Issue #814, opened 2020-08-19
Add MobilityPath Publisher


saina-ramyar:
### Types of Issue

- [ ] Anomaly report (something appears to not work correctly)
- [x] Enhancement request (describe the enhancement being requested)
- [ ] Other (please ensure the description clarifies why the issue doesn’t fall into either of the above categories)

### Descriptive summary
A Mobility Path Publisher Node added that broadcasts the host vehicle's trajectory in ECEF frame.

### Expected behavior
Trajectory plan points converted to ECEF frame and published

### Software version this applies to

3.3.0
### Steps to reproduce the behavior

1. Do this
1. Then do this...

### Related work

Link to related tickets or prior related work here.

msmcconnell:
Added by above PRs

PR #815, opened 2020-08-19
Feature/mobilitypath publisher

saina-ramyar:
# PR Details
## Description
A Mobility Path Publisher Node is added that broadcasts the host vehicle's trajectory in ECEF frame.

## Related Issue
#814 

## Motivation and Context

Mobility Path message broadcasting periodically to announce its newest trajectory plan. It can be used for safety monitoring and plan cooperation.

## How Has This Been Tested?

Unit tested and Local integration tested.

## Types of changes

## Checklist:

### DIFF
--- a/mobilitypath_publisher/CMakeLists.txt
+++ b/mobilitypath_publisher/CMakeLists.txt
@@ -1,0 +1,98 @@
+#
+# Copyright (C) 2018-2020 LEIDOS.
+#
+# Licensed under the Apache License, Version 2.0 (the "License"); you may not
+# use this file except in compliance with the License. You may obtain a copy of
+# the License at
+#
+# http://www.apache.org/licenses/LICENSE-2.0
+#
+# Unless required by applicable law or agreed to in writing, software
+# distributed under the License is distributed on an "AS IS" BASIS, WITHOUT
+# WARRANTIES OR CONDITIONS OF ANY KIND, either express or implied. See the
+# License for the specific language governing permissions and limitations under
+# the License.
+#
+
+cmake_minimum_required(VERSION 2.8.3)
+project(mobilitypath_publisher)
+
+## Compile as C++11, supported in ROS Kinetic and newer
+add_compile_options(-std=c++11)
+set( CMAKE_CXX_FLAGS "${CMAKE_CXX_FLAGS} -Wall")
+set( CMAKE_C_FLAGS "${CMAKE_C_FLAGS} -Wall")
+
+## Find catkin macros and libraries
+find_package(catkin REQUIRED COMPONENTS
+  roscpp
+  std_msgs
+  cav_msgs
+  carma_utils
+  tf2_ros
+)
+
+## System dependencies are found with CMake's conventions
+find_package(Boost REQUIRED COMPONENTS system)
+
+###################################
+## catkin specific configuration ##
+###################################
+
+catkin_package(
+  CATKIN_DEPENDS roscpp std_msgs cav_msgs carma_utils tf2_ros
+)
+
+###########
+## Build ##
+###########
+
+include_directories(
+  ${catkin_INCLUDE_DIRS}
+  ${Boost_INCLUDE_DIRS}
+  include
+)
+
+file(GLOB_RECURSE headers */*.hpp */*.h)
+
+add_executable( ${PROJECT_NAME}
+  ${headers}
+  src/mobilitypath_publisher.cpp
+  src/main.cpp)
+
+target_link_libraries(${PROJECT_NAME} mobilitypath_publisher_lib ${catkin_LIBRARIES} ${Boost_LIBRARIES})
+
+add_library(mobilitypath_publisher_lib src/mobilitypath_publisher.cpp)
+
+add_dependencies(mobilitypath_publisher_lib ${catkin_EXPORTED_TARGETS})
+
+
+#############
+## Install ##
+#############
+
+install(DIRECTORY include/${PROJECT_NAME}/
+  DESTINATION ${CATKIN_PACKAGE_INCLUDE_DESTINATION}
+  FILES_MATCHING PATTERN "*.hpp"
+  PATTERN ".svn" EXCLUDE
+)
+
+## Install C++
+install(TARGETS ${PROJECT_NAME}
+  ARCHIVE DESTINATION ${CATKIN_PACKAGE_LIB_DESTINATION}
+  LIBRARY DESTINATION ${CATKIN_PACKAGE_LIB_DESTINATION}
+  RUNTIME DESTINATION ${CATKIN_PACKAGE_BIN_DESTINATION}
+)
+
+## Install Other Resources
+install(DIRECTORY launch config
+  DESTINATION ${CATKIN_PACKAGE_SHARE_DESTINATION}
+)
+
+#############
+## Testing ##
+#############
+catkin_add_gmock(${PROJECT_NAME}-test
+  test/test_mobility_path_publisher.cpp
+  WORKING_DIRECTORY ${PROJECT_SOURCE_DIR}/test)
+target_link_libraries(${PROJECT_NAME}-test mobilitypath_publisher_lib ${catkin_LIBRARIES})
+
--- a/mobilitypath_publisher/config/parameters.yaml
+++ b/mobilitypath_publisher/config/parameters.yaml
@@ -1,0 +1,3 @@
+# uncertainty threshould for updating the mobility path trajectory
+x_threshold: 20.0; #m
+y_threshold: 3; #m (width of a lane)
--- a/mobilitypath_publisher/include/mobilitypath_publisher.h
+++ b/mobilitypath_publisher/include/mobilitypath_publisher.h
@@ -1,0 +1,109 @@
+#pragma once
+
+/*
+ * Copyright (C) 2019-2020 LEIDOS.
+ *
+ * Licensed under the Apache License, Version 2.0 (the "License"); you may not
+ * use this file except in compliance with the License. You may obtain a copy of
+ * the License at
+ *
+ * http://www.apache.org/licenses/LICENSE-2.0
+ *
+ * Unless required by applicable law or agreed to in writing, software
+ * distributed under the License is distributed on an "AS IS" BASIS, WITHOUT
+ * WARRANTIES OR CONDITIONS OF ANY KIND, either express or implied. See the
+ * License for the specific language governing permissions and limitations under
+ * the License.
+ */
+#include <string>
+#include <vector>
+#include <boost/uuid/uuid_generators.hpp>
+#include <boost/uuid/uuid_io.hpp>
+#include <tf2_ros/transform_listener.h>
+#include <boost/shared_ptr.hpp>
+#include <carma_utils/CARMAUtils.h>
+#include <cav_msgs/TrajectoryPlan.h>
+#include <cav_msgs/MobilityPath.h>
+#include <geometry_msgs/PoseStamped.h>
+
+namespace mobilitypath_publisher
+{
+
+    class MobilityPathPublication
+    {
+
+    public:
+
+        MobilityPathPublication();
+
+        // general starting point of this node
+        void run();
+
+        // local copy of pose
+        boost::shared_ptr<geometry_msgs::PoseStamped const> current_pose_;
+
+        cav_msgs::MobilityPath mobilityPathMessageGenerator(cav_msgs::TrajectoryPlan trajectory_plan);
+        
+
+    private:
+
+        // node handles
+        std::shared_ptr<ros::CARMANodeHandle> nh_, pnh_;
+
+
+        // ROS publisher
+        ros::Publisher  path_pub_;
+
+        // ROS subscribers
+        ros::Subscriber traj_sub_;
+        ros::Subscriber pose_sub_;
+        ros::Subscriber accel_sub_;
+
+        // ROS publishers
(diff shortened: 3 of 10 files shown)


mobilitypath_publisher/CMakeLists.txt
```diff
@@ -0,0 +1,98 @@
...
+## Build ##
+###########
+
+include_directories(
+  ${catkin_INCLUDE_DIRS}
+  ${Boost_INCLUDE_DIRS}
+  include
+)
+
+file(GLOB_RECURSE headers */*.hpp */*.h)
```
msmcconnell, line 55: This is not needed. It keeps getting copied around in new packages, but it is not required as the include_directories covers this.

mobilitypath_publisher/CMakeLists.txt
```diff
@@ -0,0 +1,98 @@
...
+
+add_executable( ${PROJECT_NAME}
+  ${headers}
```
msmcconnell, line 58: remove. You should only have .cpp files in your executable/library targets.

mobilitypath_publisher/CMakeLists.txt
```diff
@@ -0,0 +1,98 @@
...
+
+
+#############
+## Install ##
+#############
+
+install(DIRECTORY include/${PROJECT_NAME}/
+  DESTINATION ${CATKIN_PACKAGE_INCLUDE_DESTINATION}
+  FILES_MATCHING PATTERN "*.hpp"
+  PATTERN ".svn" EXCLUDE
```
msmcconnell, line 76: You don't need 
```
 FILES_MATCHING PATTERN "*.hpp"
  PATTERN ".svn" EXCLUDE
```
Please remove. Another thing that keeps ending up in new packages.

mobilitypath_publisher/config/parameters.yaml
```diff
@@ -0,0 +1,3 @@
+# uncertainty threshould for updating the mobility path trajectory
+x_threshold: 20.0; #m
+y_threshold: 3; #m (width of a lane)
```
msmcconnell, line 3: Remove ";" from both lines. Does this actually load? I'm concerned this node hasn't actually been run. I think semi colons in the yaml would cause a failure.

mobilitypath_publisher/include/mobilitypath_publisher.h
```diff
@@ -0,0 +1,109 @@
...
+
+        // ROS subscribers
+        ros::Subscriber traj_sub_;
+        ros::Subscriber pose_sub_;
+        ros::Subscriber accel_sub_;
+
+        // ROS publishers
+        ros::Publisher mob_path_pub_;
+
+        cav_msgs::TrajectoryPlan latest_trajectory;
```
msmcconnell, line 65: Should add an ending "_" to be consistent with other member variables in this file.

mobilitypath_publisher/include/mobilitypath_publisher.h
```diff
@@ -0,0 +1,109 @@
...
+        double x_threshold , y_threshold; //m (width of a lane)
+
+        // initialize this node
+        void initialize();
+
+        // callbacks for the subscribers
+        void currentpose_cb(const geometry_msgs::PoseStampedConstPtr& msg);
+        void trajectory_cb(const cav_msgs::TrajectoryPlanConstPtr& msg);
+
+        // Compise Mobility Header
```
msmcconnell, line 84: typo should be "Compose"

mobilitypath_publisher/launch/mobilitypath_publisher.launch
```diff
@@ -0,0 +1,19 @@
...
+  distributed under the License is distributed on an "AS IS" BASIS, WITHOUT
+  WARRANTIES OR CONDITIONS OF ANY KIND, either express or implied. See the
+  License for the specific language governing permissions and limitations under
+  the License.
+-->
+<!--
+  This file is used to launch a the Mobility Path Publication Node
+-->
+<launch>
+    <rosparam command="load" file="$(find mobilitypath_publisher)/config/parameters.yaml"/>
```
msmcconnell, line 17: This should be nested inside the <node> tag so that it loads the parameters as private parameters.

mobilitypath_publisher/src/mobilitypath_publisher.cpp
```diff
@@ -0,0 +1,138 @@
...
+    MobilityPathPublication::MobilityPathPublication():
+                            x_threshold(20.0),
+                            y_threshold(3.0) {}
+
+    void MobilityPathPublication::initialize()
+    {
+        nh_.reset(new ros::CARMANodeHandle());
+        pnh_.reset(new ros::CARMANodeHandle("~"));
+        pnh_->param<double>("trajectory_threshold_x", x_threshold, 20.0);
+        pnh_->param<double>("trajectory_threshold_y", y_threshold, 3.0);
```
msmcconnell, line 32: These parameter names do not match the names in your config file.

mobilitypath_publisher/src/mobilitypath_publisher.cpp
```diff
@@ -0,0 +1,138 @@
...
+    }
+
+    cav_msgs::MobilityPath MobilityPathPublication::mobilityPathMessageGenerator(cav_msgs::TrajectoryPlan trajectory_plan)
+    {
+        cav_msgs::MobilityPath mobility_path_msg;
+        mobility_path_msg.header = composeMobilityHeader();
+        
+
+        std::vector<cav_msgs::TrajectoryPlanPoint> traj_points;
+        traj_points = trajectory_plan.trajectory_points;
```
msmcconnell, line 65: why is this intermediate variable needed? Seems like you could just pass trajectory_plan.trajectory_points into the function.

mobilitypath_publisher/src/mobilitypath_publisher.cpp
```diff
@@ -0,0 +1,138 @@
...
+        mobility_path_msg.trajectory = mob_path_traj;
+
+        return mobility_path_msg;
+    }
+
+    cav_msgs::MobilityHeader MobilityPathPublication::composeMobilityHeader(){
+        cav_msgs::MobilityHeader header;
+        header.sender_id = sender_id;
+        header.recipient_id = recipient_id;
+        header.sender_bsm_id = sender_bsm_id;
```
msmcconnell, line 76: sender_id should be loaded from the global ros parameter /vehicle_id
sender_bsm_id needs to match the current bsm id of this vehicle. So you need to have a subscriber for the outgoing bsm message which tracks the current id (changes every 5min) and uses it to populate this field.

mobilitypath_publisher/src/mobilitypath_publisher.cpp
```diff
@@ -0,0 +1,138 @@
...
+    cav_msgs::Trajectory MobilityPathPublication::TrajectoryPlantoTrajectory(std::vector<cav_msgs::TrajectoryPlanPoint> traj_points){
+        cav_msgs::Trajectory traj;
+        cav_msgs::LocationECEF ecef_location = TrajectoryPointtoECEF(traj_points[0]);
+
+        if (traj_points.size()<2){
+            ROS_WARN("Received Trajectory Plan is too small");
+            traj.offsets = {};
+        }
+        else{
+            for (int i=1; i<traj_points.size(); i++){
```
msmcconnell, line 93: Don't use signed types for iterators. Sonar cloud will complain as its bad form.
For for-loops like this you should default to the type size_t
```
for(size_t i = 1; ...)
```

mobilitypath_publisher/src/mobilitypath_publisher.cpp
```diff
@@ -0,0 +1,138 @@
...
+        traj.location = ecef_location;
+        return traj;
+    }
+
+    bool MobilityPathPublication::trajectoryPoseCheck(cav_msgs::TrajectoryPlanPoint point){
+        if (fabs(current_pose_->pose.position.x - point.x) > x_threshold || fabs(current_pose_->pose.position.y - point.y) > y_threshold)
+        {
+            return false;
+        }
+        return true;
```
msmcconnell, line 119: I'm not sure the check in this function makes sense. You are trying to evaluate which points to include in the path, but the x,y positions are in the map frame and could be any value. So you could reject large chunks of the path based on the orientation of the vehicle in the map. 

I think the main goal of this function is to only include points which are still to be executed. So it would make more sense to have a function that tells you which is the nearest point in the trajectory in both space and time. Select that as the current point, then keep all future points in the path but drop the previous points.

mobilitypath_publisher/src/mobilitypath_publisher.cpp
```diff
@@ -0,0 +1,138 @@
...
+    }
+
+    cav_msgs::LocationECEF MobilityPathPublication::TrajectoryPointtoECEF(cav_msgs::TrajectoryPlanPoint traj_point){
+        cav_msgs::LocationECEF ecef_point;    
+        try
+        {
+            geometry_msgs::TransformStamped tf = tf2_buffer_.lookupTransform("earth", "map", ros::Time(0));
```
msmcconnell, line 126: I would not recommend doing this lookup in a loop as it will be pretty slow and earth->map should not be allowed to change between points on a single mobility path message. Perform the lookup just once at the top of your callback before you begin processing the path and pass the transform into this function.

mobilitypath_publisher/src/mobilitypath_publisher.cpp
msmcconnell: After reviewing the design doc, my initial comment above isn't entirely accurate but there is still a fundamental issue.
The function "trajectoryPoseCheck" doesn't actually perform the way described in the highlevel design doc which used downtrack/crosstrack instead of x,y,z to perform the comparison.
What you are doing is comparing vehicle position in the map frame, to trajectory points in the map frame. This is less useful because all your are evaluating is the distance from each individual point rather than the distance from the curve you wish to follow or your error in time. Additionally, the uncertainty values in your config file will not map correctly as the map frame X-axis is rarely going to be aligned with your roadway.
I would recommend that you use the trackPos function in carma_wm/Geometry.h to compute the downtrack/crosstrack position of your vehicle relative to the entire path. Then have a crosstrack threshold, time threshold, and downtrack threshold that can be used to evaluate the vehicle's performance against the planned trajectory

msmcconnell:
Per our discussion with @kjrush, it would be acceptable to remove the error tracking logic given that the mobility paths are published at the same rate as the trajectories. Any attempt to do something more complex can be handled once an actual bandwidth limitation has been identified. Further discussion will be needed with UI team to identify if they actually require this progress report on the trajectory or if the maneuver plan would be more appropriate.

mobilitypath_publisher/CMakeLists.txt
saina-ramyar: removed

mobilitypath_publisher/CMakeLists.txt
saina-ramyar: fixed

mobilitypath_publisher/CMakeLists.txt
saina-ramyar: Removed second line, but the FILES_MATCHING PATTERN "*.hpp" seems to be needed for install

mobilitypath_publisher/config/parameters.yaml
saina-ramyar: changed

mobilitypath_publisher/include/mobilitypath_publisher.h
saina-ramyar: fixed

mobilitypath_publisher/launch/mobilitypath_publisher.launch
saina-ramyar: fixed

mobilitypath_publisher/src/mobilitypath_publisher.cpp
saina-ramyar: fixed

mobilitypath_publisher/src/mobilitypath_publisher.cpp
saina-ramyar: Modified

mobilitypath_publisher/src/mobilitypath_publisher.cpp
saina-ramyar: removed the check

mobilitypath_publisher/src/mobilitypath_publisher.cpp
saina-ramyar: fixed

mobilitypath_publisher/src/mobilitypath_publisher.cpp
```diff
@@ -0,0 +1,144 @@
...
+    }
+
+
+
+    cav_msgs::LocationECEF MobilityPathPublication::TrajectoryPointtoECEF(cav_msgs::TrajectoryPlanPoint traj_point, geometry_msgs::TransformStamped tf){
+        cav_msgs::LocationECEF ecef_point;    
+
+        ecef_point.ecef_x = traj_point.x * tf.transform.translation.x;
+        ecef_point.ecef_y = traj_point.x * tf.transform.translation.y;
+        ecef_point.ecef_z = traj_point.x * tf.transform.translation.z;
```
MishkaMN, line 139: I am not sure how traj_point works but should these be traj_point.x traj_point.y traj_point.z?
○ ○ ○ ○ ○
→ Required action:
The only thing to give is how many lines of the listing include the word "pass".

→ Response for this exercise:
2